Lorsque sa famille a été massacrée, Keoma, un enfant indien, est recueilli par William Shannon qui l’élève avec ses trois fils. Devenu adulte, il revient de la guerre de Sécession à laquelle il a été le seul à participer dans le camp nordiste. Le village de son enfance est ravagé par la peste et se trouve sous la botte d’un riche propriétaire, qui a notamment recruté les trois fils de son père adoptif. Keoma va se faire justice.

Analyse et critique

Alors qu’il avait débuté sa carrière de cinéaste par des westerns, Enzo G. Castellari était ensuite passé à d’autres genres, suivant en cela les tendances de la production transalpine des années 60 et 70. Au début des années 70, et après être entre autres passé par le film de guerre, il va notamment signer certains des meilleurs polars italiens, en tête desquels Un citoyen se rebelle. Son retour au western en 1976 est ainsi plutôt étonnant, d’autant que le genre est agonisant depuis plusieurs années, n’existant plus qu’au travers de parodies au mieux insignifiantes. Le projet prend naissance en 1975, sous la forme d’un sujet de Luigi Montefiori - plus connu comme acteur sous le pseudonyme de George Eastman qui va trouver en Manolo Bolognini (Django, Texas Adios) un producteur assez courageux pour financer un western sérieux à une époque où le genre n’existe plus commercialement en Italie.
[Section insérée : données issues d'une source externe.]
PR #7, opened 2015-03-12
change DELAY and WIDTH of pulse_gen from 16bits to 32bits

thirono:
The bit widths of DELAY and WIDTH of pulse_gen were changed from 16bits to 32bits.


themperek:
Next time would be nice if you also add some test to check what was done :-)

PR #13, opened 2015-03-20
BUG: fix possible bug in length calculation

laborleben:
ENH: repeat and wait increased to 32bit


themperek:
Could you update documentation/Readme too.

laborleben:
updated the documentation.

is the change
reg [7:0] status_regs [8+MEM_BYTES*2-1:0];
to 
reg [7:0] status_regs [16-1:0];
breaking anything?

themperek:
Should not. Need to check.

themperek:
Now it is something else. We use spi for StdRegister and now  it does not match anymore.

laborleben:
the module version check fails during init (read:0, require: ==1). Any idea?

themperek:
Make some hack to disable this!

Can remove/change this requirement. Can do some hack like (before init)?
```python
dut['spi']._require_version = ">=0"
dut.init() 
```
Has to also change address now it from 16 not 8 like before.

laborleben:
fixed reading version by adding mem init parameter to Dummy

PR #66, opened 2016-11-29
Added data throughtput test to the MMC3 ethernet example

MarcoVogt:
Files to be merged:
examples/mmc3_eth/mmc3_eth_throughput_test.py
examples/mmc3_eth/mmc3_eth.yaml 
examples/mmc3_eth/firmware/src/mmc3_eth_throughput_test.v

The other files are wip (spi <--> i2c eeprom)


themperek:
Cool. Thank you.

I would just suggest small changes if you can (just change you branch they will update automatically):
-  make mmc3_eth_throughput_test.v just mmc3_eth.v do not think we need both. Same for python and yaml files just keep one version (with all features).
- spi_emu_simple.v i would name spi_eeptrom_emu.v or similar and put into firmware/modules/utils directory. Make utils.v inside this single verilog file. To many files/includes may be confusing.

Other opinions/points of view welcome.

themperek:
You can add small README.rst into https://github.com/SiLab-Bonn/basil/tree/master/examples/mmc3_eth with throughput result and few lines explanation see [mmc3_m26_eth ](https://github.com/SiLab-Bonn/pyBAR/tree/master/firmware/mmc3_m26_eth).

MarcoVogt:
Actually, I'd like to pull, but it seems I have no write permissions. Can you give me write access to the dev branch?
The SPI/I²C stuff is wip, so better pull it later.

themperek:
>The SPI/I²C stuff is wip, so better pull it later.

spi_emu_simple.v/utils.v is still there ?

Can you remove: test_mmc3_eth.yaml ?

Can you add to readmy: "The Firmware make use of free [SiTcp](http://sitcp.bbtech.co.jp/) Ethernet module." ?

MarcoVogt:
The utils belong to the spi stuff and who knows if this will be used anyhow ;). Why? Because SiTCP offers a similar thing for an M24C08 chip on their website as I figured out after writing it. At some point I will evaluate theirs and if it's good, why not: https://sitcp.bbtech.co.jp/modules/d3downloads/index.php?page=singlefile&cid=1&lid=18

Le sujet séduit Enzo G. Castellari, ce qui se comprend assez facilement en voyant le film : un fil narratif solide mais suffisamment simple pour servir de support aux expériences visuelles et sonores du cinéaste et lui permettre d’appliquer au western le style qu’il mettait déjà en œuvre depuis plusieurs films dans le genre du polar.
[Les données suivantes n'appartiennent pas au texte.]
PR #69, opened 2017-01-10
Update SiTcp.py

MarcoVogt:
Increased buffer size of _tcp_readout to improve data throughput.


laborleben:
Can you add upstream branch so that we can checkout?

PR #72, opened 2017-07-28
Si570 programmable oscillator

MarcoVogt:
Basil driver, firmware and tests written by Matthieu Batista (CPPM).


MarcoVogt:
Needs some rework, I guess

Entre 1973 et 1976, Castellari tourne trois polars (entrecoupés par les oubliables Cipolla Colt, un western parodique, et La Grande débandade, une comédie) : Le Témoin à abattre, Un citoyen se rebelle et Big Racket. Cette séquence se caractérise par une nette évolution formelle. Si le premier film colle au récit et voit le réalisateur appliquer les recettes de French Connection, il va petit à petit développer son audace et sa créativité. L’évolution est déjà sensible dans le second film, notamment pour son impressionnante conclusion, où Castellari trouve un remarquable point d’équilibre entre le récit, les exigences du genre et son inventivité. Le troisième film, Big Racket, va, quant à lui, représenter un basculement complet où la forme, qui se concrétise dans les séquences d’action et des images chocs, va complètement prendre le pas sur le fond, transformant presque l’œuvre en une expérience sensorielle : on ne voit pas, ou presque pas, une histoire, mais plutôt une série d’images et de scènes marquantes. Tourné la même année, Keoma semble être l’application directe de ce modèle, comme si Castellari voulait appliquer le résultat de trois années de réflexions dans le monde du polar au western. Le cinéaste pousse au maximum les curseurs du style qu’il a développé, offrant cent minutes de gunfights chorégraphiés, de plans extrêmement travaillés qui marquent la rétine. Il ne faut pourtant pas imaginer un film incompréhensible. La ligne narrative de Keoma est très claire, exprimée de manière simple et explicite, mais elle laisse le maximum de place au travail visuel de Castellari.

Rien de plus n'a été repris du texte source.